Em comunicado, os comunistas sustentam que “independentemente da personalidade indicada”, a questão central reside nas condições e meios que serão mobilizados para responder aos múltiplos problemas existentes na área da administração interna.
Prioridades apontadas pelo PCP
O partido identifica como áreas críticas:
- Valorização dos profissionais das forças de segurança;
- Melhoria das condições de trabalho;
- Reforço dos meios da Proteção Civil;
- Valorização dos bombeiros e das respetivas carreiras;
- Investimento na prevenção e preparação face a intempéries, incêndios e outras emergências;
- Salvaguarda dos direitos, liberdades e garantias.

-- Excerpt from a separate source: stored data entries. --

PR #418, opened 2026-09-12
feat(mdcode): derive an agent's tools from the model, and run them live

libei:
An agent needs two things from a semantic model: a list of what it may do, and
a way to do it. #413 gave the second — a runtime that resolves, binds and
applies an action in one transaction. This gives the first, and then runs the
whole path against a live Spanner database to show the two halves meet.

Seven commits: the library layer, the demo, the fixes a self-review turned up
(see the comment below), three passes that move everything out of the demo that
was not the demo's, and one that points the demo at the use case it was written
from. Worth reading in order.

## 1. Derive an agent's tools from the model

`modelTools({model, client})` returns `{lookups, actions, instruction}`.
Nothing about it is specific to a business or a framework:

- one **lookup tool per entity** — exact match on any bound field, ANDed, 50-row
  cap, bound parameters, no joins, ranges, ordering or aggregation. Narrow on
  purpose: enough to find the object an action needs, and small enough that the
  generated SQL is checkable by eye. Each filter carries what the model says the
  field holds, ahead of the sentence about matching — for a coded field that
  description is the only written-down list of the values it accepts.
- one **action tool per action** — name, description, calling guidance and typed
  parameters all read out of what the model declares.
- one **instruction** — the model's own `ai_context.instructions` followed by
  what the derivation owes a caller about using the tools.

A tool says whether it can be called. Both halves carry `runnable` and, when it
is false, `unavailable`. An action's verdict comes from
`whyRefusedWithoutRunning` in runtime.ts — the same function `runAction`
consults — so the two cannot drift into disagreeing about whether a write would
go through; a lookup's comes from the same function that reports the problem at
call time. An unavailable tool is still derived, still named and still
described: an action the model declares should not vanish from what the model
offers just because today's runtime cannot run it. Dropping it silently is the
alternative, and it leaves an operator unable to tell a policy decision from a
broken binding -- which is why `callableTools` hands back `withheld` rather than
filtering it away.

Nothing under `src/` imports an agent framework, and nothing should. The caller
writes the binding. `bindScalar` is exported alongside, so a caller that wants to
prepare parameters itself can.

52 tests in `agent_tools.test.ts`.

## 2. A demo that runs it against a live store

`demo/agent/` is a real `kcmd` workspace, not a script with a model pasted into
it. `commerce.yaml` names three entities, one action and three rules, and names
no table, no column and no SQL. `commerce.profiles/spanner.yaml` supplies all of
that, including the action's executor — so the one file specific to this
deployment is the one that says where the deployment is. `kcmd action list`,
`kcmd agent tools`, `kcmd action run` and the agent all read those same two
files.

Every transcript in `demo/agent/README.md` was captured from a real run against
`sqlgen-testing` / `graph-unified-solution-demo`.

### The constraints are declared and none is referenced

That is the honest state, and the demo makes it loud rather than hiding it. A
constraint is inert until an action names it in `guards`, and this runtime does
not evaluate constraints yet — so naming one would make the action *unrunnable*
rather than checked. The loader says so in two warnings that the README quotes
instead of suppressing, and the README shows the refusal in full by asking the
reader to attach a guard and re-run `kcmd agent tools`.

Refusing is the behavior worth demonstrating: a write the model says must be
checked is not run because the checker is missing, and it is not run unchecked
either. The constraint evaluator is the next piece of work.

That leaves the ladder with two rungs, run and refuse, where it wants three. The
third is approval, and the model already names it: a constraint carries
`on_violation: escalate`, which `ir.ts` defines as holding the write for a person
to decide. Nothing acts on that yet. Most action frameworks declare confirmation
as a blanket flag on the action; a rule that escalates only when a predicate is
violated says more and costs more to honor, because something has to evaluate the
predicate -- the same evaluator. Saying so plainly, because a $30 credit that
writes unconditionally otherwise reads as an oversight rather than a bounded gap.

## 3. Fixes from a self-review

Eight findings, all real, all fixed. See the comment below.

## 4. The demo keeps the framework glue and nothing else

Three of the demo's five TypeScript files existed because the library kept
something private that a caller outside the CLI needed. Each was a worse copy of
a command that already worked.

| Was | Is now |
| --- | --- |
| `model.ts` (86 lines) | `openWorkspace()` in `semantic/workspace.ts` — the CLI's own loader, lifted down and called by both |
| `target.ts` (22 lines) | `kcmd action list --store` |
| `tools.ts` (132 lines) | `kcmd agent tools` |
| the persona in `agent.ts` | model-level `ai_context` in `commerce.yaml` |
| `setup.sh` (74 lines), `cleanup.sh` (18) | four `gcloud` commands and one, listed in the README |

`model.ts` got the load sequence right and still lost the check the CLI makes
afterwards — that every entity is bound to the *same* database the deployment
target names — so a demo whose profile bound one database and targeted another
would have written to the target's table of that name and reported success.
That class of copy is the reason to lift rather than to share by example.
`kcmd action list` now prints the store in its header too: a listing of what you
can run that does not say where it runs is half an answer.

The persona moving into the model is the part worth arguing about. A prompt that
says what this business wants of anything acting on it is not the agent's to
hold: it is true of every agent over this model, including the ones nobody has
written, and an agent that keeps it privately is a place the rule can be changed
without the people who own the model finding out. `ModelTools.instruction` is
that, plus the tool-contract half the derivation owes — which is not the agent's
either, because it describes a contract `agent_tools.ts` defines and no model
ever stated.

The two shell scripts went the same way in the last commit. `cleanup.sh` was one
`gcloud spanner databases delete` behind twelve lines of preamble; `setup.sh` was
a create plus three inserts behind a re-runnability story nobody asked for —
dropping the database and running the four commands again does the same thing.
Both are in the README now, each command copyable on its own. The one thing the
scripts were really protecting survives as the line that asks the model where to
write:

```bash
IFS=/ read -r PROJECT INSTANCE DATABASE <<<"$(../../dist/kcmd action list --store)"
```

A second source of truth for that is how you seed one database and have the agent
talk to another — and in a script, that line was invisible.

What is left in `demo/agent` is `agent.ts` (57 lines of code, none of which
mention credits, orders, customers, Spanner tables or SQL), the two model files,
`catalog.yaml`, `schema.sql` and the README. The schema stays a file because
`gcloud spanner databases create` wants `--ddl-file` and because `kcmd push`
deploys a graph over tables that already exist rather than creating them. The
README is now a recipe — write the model, create the store, check it with `kcmd
action list` and `kcmd agent tools`, then write the agent — rather than a
finished artifact.

### ADK is the demo's dependency, not the library's

`demo/agent` carries its own `package.json` and its own `node_modules`. It also
carries a `check` script, because `demo/` sits outside the package tsconfig and
code nobody typechecks is code that quietly rots.

## 5. The agent keeps only what is ADK's shape

Two things in `agent.ts` were not the framework's shape — they were work the
demo did because nobody else would, and 69 lines of code was still too many.

`schemaFor` built a Zod object one field at a time: twelve lines of ladder plus
a paragraph on why Integer has to stay distinct from Number. ADK never needed
it. `FunctionTool.parameters` accepts a genai `Schema` as well as a Zod one, and
a derived parameter already carries a JSON type and a description — which is the
whole of a function declaration. The bridge is six lines of plain data now, the
integer distinction survives as `Type.INTEGER`, and the demo carries no schema
library.

Filtering out the tools this binding cannot serve was the other. Every adapter
has to make that split and it is the same split every time, so it became
`callableTools` in `agent_tools.ts`, returning `{callable, withheld,
instruction}` across both halves at once. It also makes dropping `withheld` in
silence a choice rather than an accident.

`agent.ts` is **57 lines of code**. What is left is the four steps, the
transcript printer, the usage line and the date.

## 6. The demo runs the use case it was written from

The scenario always came from "Ontologies, actions and policies -- a simple
illustration", but the data and the request were invented, so nothing checked
whether the model could answer the case the doc actually poses. It now runs
that case: Andy Brook's order, placed on Labor Day, carrying the $30 shipping
charge that should not have been billed, and the doc's request verbatim.

Doing that found one library bug and drew one boundary.

**The bug is general.** A lookup filter threw away the field's own description.
`LineItem.type` is documented in the model as "item, tax, fee, or credit" and
the derivation replaced that with boilerplate, so the agent guessed
`type: "shipping"`, got nothing back and spent a turn learning it was wrong.
The description now leads and the boilerplate follows, and `kcmd agent tools`
prints one line per filter instead of a bare list of names — the point of that
command is to show what the agent is handed, and a name list hid the half the
model wrote. Every filter over a coded field had the same hole, in every model.

**The boundary goes the other way.** "Labor Day" resolves to `2026-09-07` only
with a clock, which a language model does not have; without one the agent
guessed a year, dropped the filter and scanned, or stopped to ask. That is a
fact about when the process is running, not about commerce, so `agent.ts`
appends today's date to the instruction and `commerce.yaml` stays silent about
it. Each new use case pushes on this boundary in one of those two directions;
the useful question is always which.

The README names its source and lists what is use-case-specific: the two catalog
files, `schema.sql`, and the seed rows in step 2. Nothing in `agent.ts` and
nothing under `src/` — which is the claim the demo is making, now stated as a
file list a reader can check.

It also records two places the demo falls short of the doc, rather than quietly
matching the parts it can. The $30 credit trips the doc's review threshold and
is written anyway, because a constraint is inert until an action guards it and
this runtime cannot evaluate one — so the demo reaches either end of the doc's
policy story, write or refuse, and not the middle. And the doc describes two
agents over this model, an internal one and a customer-facing one scoped to its
caller; only the internal one can be built, because the lookups take no caller
identity.

## Docs

`docs/semantic-model/actions.md` gains **8. Hand it to an agent**: what the
derivation produces, why the instruction is not the agent's to write, what the
read tools deliberately cannot do, how a tool reports that it cannot be called,
and why the framework binding is the caller's.

## A named follow-up

`affects` already declares an action's blast radius with a verb (`create`,
`modify`, `delete`), which is most of what MCP's `ToolAnnotations` wants: every
derived lookup is `readOnlyHint: true`, and an action that deletes is
`destructiveHint: true`. Deriving those from a declared blast radius rather than
from a wire verb is worth doing and appears to be unoccupied ground.

It is not in this PR because `agent_tools.ts` takes no framework dependency and
`ToolAnnotations` is an MCP name. It belongs with the server that would emit it,
not ahead of it.

## Verification

- `npx tsc --noEmit` clean
- `npm test` — 948 pass, 0 fail
- `npm run check` in `demo/agent` clean
- `demo/agent/README.md` followed step by step against `sqlgen-testing` /
  `graph-unified-solution-demo`, most recently in full on 2026-09-13.
  `kcmd action list --store` resolved the database out of the model (the load
  warnings go to stderr, so the README's `IFS=/ read` line works as written).
  The step-2 inserts left orders at 165.85 / 18.00 / 200.00. `kcmd action list`
  and `kcmd agent tools` printed what the README quotes, including the
  `type: string  -- item, tax, fee, or credit.` filter line. `kcmd action run
  IssueCredit --arg order=12346 --arg amount=3.00` took that order to 15.00.
- The doc's task — "Find the order for Andy Brook (andybrook@gmail.com) that was
  placed on Labor Day..." — called `find_customer`, `find_order({placedOn:
  "2026-09-07"})`, `find_line_item({type: "fee"})` and `issue_credit({amount:
  30})`, leaving order 12345 at 135.85 with a -30 credit line against the 30.00
  fee. Earlier runs repeated that sequence four times. "Labor Day" resolves on
  the first try and the `fee` filter is never guessed, so the model's field
  descriptions are reaching Gemini through the plain schema.
- With `guards: [CreditUnderReviewThreshold]` attached, the same task read the
  charge and reported it could not write it. Order 12345 stayed at 165.85 and no
  credit line was created. Attaching the guard also takes the loader from two
  warnings to one, so the warning is computed rather than fixed text.
- `schema.sql` matches the deployed DDL exactly (`gcloud spanner databases ddl
  describe`) across all three tables, their columns, types and primary keys.
  The database was reset by clearing and re-seeding its rows rather than by
  being dropped and recreated, so `databases create --ddl-file` and the
  Cleaning-up `databases delete` are the two README commands not exercised in
  this run.
- Every total quoted above was read back with `gcloud spanner databases
  execute-sql`, and every transcript in the README is one of these runs.


libei:
## Self-review

I ran a code review over this PR before asking anyone else to. It found eight
things; all eight were real, and all eight are fixed in `c05005a`. Recording
them here so a reviewer can see what was already caught and spend their
attention elsewhere.

Six of the eight are one mistake wearing different clothes: something the model
alone decides was being decided later, or said somewhere it was not true.

| | Finding | Fix |
| --- | --- | --- |
| 1 | `runnable` was true for two actions the runtime always refuses: an object reference to a composite-keyed entity, and a generated key a UUID cannot fill for an Integer-keyed entity. Both are decidable from the model; both were reached inside the transaction. | Moved into `whyRefusedWithoutRunning`, the one place that answers this. Not asked of a handler, which writes its own DML. |
| 2 | The demo could seed one database and talk to another. `DEMO_SPANNER_DATABASE` and its siblings steered the shell scripts only; the store comes from the profile's `deployment_target`. A reader exporting their own project would seed it, then watch the agent connect to `sqlgen-testing`. | One source: `target.ts` asks the profile. Scripts, tools and the Gemini client all follow the single line in `commerce.profiles/spanner.yaml`. |
| 3 | The demo skipped `resolveInheritance`, which the CLI runs and whose absence its own comment calls *unsafe* for the runtime — an inherited key's type is invisible, so the UUID-vs-Integer check reads it as a String. Latent today; `DEMO_MODEL_PATH` invites a model where it is not. | Resolved, with `bindingOptional`, as the CLI does. |
| 4 | `EntityTool` carried no availability verdict, so an abstract entity, an unbound entity, and an entity bound to something other than a plain table were all offered as callable and failed every call. | `runnable`/`unavailable` on the same terms `ActionTool` uses, from the same function that reports the problem at call time. `agent.ts` filters both halves through one predicate. |
| 5 | A tool announced "This call is gated by X" for a guard whose `on_violation` is `warn`. The runtime stands down for an advisory rule and the write goes through, so this told a language model to expect a refusal that cannot happen. | An advisory guard is no longer named as a gate. |
| 6 | A comment block had drifted one function away from what it describes. | Moved back. |
| 7 | Stale `demo/credit/agent.ts` path in the module header. | `demo/agent/agent.ts`. |
| 8 | `integer` reached Zod as a bare `z.number()`, so a caller could send `2.5` for an Integer parameter and lose a turn to a rejection the schema could have prevented. | `z.number().int()`. |

Ten tests added, and the live runs repeated end to end after the changes:
`tools.ts` took order 12345 from 147.85 to 135.35, `kcmd action run` took 12346
to 15.00, and the agent — "Dana Reyes says the stand mixer arrived scratched,
give her $20 off" — called `find_customer`, `find_order`, `issue_credit` and
left 12347 at 180.00. Each read back with independent SQL.

934 tests pass, 0 fail. `npx tsc --noEmit` and `demo/agent`'s `check` both clean.

libei:
Splitting this into the generic building blocks and the demo that exercises
them, so each is reviewable on its own terms rather than through the other.

The library half is #419: `agent_tools.ts`, `workspace.ts`, the runtime changes,
both test files and the docs section — 2,275 lines, unchanged from what was here
except that two references to `demo/agent` travel with the demo rather than
ahead of it. It is three commits now, each typechecking and passing the suite on
its own.

The demo half — `demo/agent/`, 902 lines — follows once #419 lands. Nothing is
lost: the branch behind this PR still has every commit and every file, and the
review comment below still applies to the code in #419.

Closing in favor of #419.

Para o PCP, o foco deve incidir sobre as opções políticas concretas que o novo titular da pasta adotará nestes domínios estruturais.
Contexto da nomeação
A nomeação de Luís Neves foi aceite pelo Presidente da República, Marcelo Rebelo de Sousa, sob proposta do primeiro-ministro, Luís Montenegro.
O novo ministro substitui Maria Lúcia Amaral, que se demitiu das funções. A tomada de posse está marcada para as 10h00 de segunda-feira, no Palácio de Belém.
Luís Neves dirige a Polícia Judiciária desde 2018 e tem uma carreira de quase três décadas na investigação criminal, com experiência nas áreas do crime violento e organizado, terrorismo e extremismo violento.